Sergei Rachmaninoff
Composer
1873 — 1943
Sergei Rachmaninoff's music is characterized by sweeping melodies, virtuosic pianism, and heady orchestration. The strict regimen of his Moscow teachers equipped him first and foremost to be a concert pianist, but as a young composer he showed prodigious gifts, stunning his mentor Tchaikovsky with the C Sharp Minor Prelude and the one-act opera Aleko he composed while still in his teens. With the death of Tchaikovsky in 1893, the next few years of late adolescence were painful for the young composer, and an unhappy 1897 premiere for his First Symphony, conducted by an unstable Alexander Glazunov, plunged him into a deep depression that kept him from composing for three years. Only after consulting a hypnotist did his creative will finally return, and the success of his Second Piano Concerto, premiered in November 1901, encouraged him to continue composing.

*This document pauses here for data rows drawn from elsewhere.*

PR #29121, opened 2026-07-17
Overlay sandbox function approvals over frames

spolu:
## Description

Keep visualization frames visible while sandbox function tools wait for approval or authentication. The blocking card now appears over the frame using the standard translucent dialog backdrop and is centered within the frame.

Screenshot 2026-07-17 at 17 55 42
Screenshot 2026-07-17 at 18 19 51

## Tests

Tested locally

## Risk

None

## Deploy Plan

- Deploy `front`

### DIFF
--- a/front/components/assistant/conversation/actions/VisualizationActionIframe.tsx
+++ b/front/components/assistant/conversation/actions/VisualizationActionIframe.tsx
@@ -249,12 +249,13 @@ function SandboxFunctionInvocation({
       blockedActionCard = null;
   }
 
-  // Covers the frame while the tool is blocked on user input; positioned within the component's
-  // relative root, same layering approach as the loading spinner overlay. Cards are keyed by the
-  // delivery eventId so consecutive events of the same type never reuse local card state.
+  // Overlays the frame while the tool is blocked on user input. Cards are keyed by the delivery
+  // eventId so consecutive events of the same type never reuse local card state.
   return (
-    <div className="absolute inset-0 z-10 flex items-center justify-center overflow-auto bg-panel-background p-4">
-      <div className="w-full max-w-xl">{blockedActionCard}</div>
+    <div className="absolute inset-0 z-10 flex items-center justify-center overflow-auto bg-muted-foreground/75 p-4 dark:bg-muted-background/75">
+      <div className="flex w-full max-w-xl justify-center">
+        {blockedActionCard}
+      </div>
     </div>
   );
 }


spolu:
@PopDaph what was your comment on that bit of CSS the first time I introduced it?

spolu:
cc @ykmsd in case you have any comment on this 🙏

spolu:
PMRR

front/components/assistant/conversation/actions/VisualizationActionIframe.tsx
```diff
@@ -249,12 +249,13 @@ function SandboxFunctionInvocation({
...
 
-  // Covers the frame while the tool is blocked on user input; positioned within the component's
-  // relative root, same layering approach as the loading spinner overlay. Cards are keyed by the
-  // delivery eventId so consecutive events of the same type never reuse local card state.
+  // Overlays the frame while the tool is blocked on user input. Cards are keyed by the delivery
+  // eventId so consecutive events of the same type never reuse local card state.
   return (
-    <div className="absolute inset-0 z-10 flex items-center justify-center overflow-auto bg-panel-background p-4">
-      <div className="w-full max-w-xl">{blockedActionCard}</div>
+    <div className="absolute inset-0 z-10 flex items-center justify-center overflow-auto bg-muted-foreground/75 p-4 dark:bg-muted-background/75">
```
PopDaph, line 255: We don't need the darkmode classes anymore \o/

PopDaph (commented):
👍🏻

front/components/assistant/conversation/actions/VisualizationActionIframe.tsx
spolu: Ah! Will remove!

spolu: uh I do see a difference without it?

PopDaph: Maybe cause one is bg-muted-foreground and the other is bg-muted-background? 
Since we migrated to tailwind v4 we do not put darkmode classes anymore 🙏🏻

spolu: Will dig 👍

ykmsd: indeed we don't need it but do we want to use different colors for light and dark here? Okay to use dark prefix sometimes but ideally we want to use (or add) semantic tokens

spolu: @ykmsd what is the desired end state here happy to address but not sure I understand what I'm supposed to do here? 😬🙏

ykmsd: sorry for not being clear 😆 
my question is: does `bg-muted-foreground/75` work for both light theme and dark theme? did you intentionally set `dark:bg-muted-background/75` because it didn't work for some scenario?

If it works any scenario, let's just have `bg-muted-foreground/75` only. If it doesn't work for some cases, I'm happy to take over from here 👍

spolu: Very clear. Def different but I think it "worked" (lighter fading). Will double check and move to that if looks good 👍

spolu: Done here: https://github.com/dust-tt/dust/pull/29352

Yet during that time, Rachmaninoff worked hard at nurturing another talent as an opera conductor. Rachmaninoff left behind only three much later recordings as a conductor, but they reveal a supreme flexibility and an unerring sense of structure. After several years of numerous concert tours at home and abroad and the outbreak of the Revolution, he left Russia for good to settle in the USA, where a brilliant career as a concert pianist awaited him. His opulent, darkly romantic, and unmistakably Russian music – especially the four piano concertos, numerous solo pieces, and the three symphonies – has lost none of its popularity in the concert hall. His extensive output also includes magnificent choral works and operas.